### [What is required]
Collect each line of the entries that holds the string "clicked".

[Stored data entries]
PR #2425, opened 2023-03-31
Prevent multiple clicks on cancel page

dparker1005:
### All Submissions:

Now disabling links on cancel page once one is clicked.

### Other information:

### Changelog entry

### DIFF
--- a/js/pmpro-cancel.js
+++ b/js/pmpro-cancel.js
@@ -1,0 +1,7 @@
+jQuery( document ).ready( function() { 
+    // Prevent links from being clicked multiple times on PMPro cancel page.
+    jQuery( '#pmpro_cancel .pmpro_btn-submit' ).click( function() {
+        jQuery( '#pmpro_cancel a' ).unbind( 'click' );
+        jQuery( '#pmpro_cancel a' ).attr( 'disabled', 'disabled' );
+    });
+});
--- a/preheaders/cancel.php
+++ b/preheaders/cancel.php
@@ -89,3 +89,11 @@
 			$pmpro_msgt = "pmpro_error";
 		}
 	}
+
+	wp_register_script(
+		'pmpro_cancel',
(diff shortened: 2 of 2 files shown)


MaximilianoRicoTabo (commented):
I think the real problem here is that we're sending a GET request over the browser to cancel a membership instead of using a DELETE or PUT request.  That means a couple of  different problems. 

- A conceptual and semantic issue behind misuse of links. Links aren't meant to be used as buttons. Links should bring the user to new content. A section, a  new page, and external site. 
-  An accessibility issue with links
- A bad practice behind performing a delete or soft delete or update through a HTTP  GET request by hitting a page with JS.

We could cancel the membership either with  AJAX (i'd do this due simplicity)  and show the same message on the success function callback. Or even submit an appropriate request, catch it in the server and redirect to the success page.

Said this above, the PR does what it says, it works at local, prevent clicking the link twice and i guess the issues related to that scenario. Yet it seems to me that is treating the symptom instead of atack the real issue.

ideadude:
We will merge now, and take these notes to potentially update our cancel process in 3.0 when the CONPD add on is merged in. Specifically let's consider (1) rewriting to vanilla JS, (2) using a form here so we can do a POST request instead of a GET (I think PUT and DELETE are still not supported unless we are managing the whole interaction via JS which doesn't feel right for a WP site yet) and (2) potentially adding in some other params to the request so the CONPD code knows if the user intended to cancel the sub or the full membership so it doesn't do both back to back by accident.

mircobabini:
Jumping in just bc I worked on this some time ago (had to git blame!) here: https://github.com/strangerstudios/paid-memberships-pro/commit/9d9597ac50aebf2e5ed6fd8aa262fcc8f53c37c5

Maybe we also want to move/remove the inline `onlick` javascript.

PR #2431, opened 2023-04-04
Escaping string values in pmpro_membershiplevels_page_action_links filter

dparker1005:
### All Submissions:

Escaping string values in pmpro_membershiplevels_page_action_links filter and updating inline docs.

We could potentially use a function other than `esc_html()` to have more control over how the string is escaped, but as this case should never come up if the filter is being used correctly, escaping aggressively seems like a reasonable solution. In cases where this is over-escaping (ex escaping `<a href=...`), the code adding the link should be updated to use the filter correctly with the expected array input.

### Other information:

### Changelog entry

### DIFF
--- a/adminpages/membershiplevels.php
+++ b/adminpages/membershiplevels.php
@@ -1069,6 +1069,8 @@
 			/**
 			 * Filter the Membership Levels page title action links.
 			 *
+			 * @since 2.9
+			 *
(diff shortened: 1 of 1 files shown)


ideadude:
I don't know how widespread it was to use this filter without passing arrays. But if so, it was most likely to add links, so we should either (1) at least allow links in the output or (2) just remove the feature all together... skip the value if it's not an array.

---

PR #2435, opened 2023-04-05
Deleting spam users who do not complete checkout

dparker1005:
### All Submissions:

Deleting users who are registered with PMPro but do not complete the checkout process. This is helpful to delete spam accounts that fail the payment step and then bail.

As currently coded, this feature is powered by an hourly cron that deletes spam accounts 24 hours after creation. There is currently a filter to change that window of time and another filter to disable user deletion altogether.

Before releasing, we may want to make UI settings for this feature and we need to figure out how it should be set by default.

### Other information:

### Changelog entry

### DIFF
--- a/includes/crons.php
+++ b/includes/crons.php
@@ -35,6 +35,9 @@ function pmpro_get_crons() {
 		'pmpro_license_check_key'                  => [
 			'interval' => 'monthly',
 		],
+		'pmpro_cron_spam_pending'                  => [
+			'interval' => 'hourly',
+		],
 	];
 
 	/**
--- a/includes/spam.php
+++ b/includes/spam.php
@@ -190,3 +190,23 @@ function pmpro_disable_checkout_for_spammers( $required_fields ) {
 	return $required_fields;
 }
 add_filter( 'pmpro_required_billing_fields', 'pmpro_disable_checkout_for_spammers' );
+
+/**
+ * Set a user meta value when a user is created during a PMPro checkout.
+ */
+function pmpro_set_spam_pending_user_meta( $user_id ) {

* * *

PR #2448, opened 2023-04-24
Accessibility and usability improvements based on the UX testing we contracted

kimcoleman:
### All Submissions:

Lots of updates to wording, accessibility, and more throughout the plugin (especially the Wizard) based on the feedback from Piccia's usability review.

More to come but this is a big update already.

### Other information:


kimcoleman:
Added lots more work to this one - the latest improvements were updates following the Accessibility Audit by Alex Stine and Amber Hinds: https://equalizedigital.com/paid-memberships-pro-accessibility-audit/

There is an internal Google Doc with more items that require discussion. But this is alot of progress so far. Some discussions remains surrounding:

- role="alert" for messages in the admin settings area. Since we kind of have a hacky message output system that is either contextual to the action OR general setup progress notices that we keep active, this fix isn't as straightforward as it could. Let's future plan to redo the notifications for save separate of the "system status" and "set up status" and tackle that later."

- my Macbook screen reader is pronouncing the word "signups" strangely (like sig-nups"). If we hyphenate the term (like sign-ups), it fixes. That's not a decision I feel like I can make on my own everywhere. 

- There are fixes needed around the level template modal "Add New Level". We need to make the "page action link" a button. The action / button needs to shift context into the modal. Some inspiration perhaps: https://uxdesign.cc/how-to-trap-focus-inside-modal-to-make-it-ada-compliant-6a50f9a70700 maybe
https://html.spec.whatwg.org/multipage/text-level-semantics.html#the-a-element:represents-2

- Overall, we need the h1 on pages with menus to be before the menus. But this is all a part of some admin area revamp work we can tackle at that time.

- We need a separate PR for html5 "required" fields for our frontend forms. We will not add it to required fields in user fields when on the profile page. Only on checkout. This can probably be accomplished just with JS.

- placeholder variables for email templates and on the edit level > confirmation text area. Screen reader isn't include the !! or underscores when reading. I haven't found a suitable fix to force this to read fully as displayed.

### [Task solution]
Now disabling links on cancel page once one is clicked.
+    // Prevent links from being clicked multiple times on PMPro cancel page.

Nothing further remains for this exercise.